We have a cluster in our university controlled by SLURM. The issue is that I have observed sometimes some of the resources are not being realised even though they do not show up in the squeue command. For example I have seen that a lot of CPUs on one of the nodes are assigned to me despite the fact that I had killed the allocated resources with scancel a couple of days ago! I want to find them and kill them.
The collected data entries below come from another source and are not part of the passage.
PR #2045, opened 2021-06-01
refactor(ts-migration): migrates process-decrypted-content to ts

seaerchin:
**note: this PR is part 1 of extracting downloadEncryptedResponse**

## Problem
previously, this file was written in javascript and lacked type safety. this made it hard to assert the results of calling functions in this file and led us to many possible errors, such as when `null` isn't explicitly handled or when the shape of a result isn't known.

## Solution
This PR ports over the file and associated functions to typescript. This PR also does some minor refactoring so that the functions in the file are written more cleanly. 

**Breaking Changes** 

    - Details ...


src/public/modules/forms/helpers/process-decrypted-content.ts
```diff
@@ -0,0 +1,95 @@
...
+      }
+    default:
+      return null
+  }
+}
+
+const isVerifiedFormField = (
+  possibleFormField: unknown,
+): possibleFormField is VerifiedFormField => {
+  return !!possibleFormField && !!(possibleFormField as VerifiedFormField)._id
```
karrui, line 56: may want to use lodash's `get` just in case we are unable to destructure, instead of casting.

```ts
return !!possibleFormField && !!get(possibleFormField, _id)
```

can we also do stronger checks for what exactly constitutes a verified form field?

I see the typing in the sdk is

```ts

    _id: string;
    question: string;
    fieldType: FieldType;
    isHeader?: boolean;
    signature?: string;
} & ({
    answer: string;
    answerArray?: never;
} | {
    answer?: never;
    answerArray: string[] | string[][];
});
```

can i also query on why we need this typeguard? if we are using SDK types, should we not be assured that if the decrypted response is not null, then it will be a "VerifiedFormField"?

seaerchin: we need the typeguard because we are trying to transform the type from `VerifiedField | null -> VerifiedField`. Oddly enough, ts can't infer the type if i do `.filter(field => !!field)` and complains that `Signature '(field: FormField | null): boolean' must be a type predicate`

wrt the checks, you're right in that if the response is non-null then it'll be a `VerifiedFormField`; the reason why i did it as such as cos i set the initial type to unknown but i think it's a premature optimization and i'll just type it according to the sdk HAHAH

mantariksh (approved):
mglt

src/public/modules/forms/helpers/process-decrypted-content.ts
```diff
@@ -0,0 +1,95 @@
...
+const convertToResponseArray = (
+  verifiedObj: Record<string, string>,
+): VerifiedFormField[] => {
+  return CURRENT_VERIFIED_FIELDS.filter((fieldType) =>
+    has(verifiedObj, fieldType),
+  )
+    .map((fieldType) =>
+      getResponseFromVerifiedField(fieldType, verifiedObj[fieldType]),
+    )
+    .filter<VerifiedFormField>(isVerifiedFormField)
```
tshuli, line 76: how about defining the typeguard inline instead of in a separate function? looks neater

```suggestion
    .filter((field): field is VerifiedFormField => {
      return !!field
    })
```

src/public/modules/forms/helpers/process-decrypted-content.ts
```diff
@@ -0,0 +1,95 @@
...
+    default:
+      return null
+  }
+}
+
+const isVerifiedFormField = (
+  possibleFormField: VerifiedFormField | null,
+): possibleFormField is VerifiedFormField => {
+  return !!possibleFormField
+}
```
tshuli, line 57: then no need for this (see comments on typeguard in L76)

tshuli (approved):
lgtm except for a nit on typeguard

liangyuanruo (commented):
Might it be cleaner to define a utility function for using type guards like this? Suggesting this because I find using an anonymous function slightly misleading. It's also possible that typefest or some other library already has such a utility function implemented.

```ts
function isNotNull<T>(argument: T | null): argument is T {
    return argument !== null
}
```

On my local machine I have generated public and private ssh keys with ssh-keygen so now I can login to any of those machines with ssh foo, ssh [email protected], ssh [email protected] ... but the names of those nodes are not in an order. If one login to one of those nodes and run sinfo this is the result:
PARTITION AVAIL TIMELIMIT NODES STATE NODELIST
debug up infinite 3 mix baz[080-081,083]
debug up infinite 2 alloc grault,baz082
debug up infinite 13 idle baz[061-070],corge,bar,quux
gpu_p100 up infinite 1 mix baz080
gpu_titan-x up infinite 2 mix baz[081,083]
gpu_titan-x up infinite 1 alloc baz082
r730 up infinite 1 mix baz080
t630 up infinite 2 mix baz[081,083]
t630 up infinite 1 alloc baz082
r930 up infinite 1 alloc grault
m610 up infinite 10 idle baz[061-070]
r720 up infinite 1 idle corge
r815 up infinite 1 idle bar
sm1u up infinite 1 idle quux
main* up infinite 3 mix baz[080-081,083]
main* up infinite 2 alloc grault,baz082
main* up infinite 12 idle baz[061-070],bar,quux
where baz[081-083] is referring to 3 nodes baz081, baz082 and baz083.
no if I ssh into any of these nodes I can list all the processes assigned to a specific user by:
ps -A | grep user1
but that would take a lot of time. How can I automate this process:
- login to one of the nodes
- run
sinfo - extract the information and make a list of strings from the last column of
sinfocommand - find all the running processes with a specific user
user1and prints to the terminal
How can I write an script, preferably compatible with Cmder/ConEmu, to automate these steps.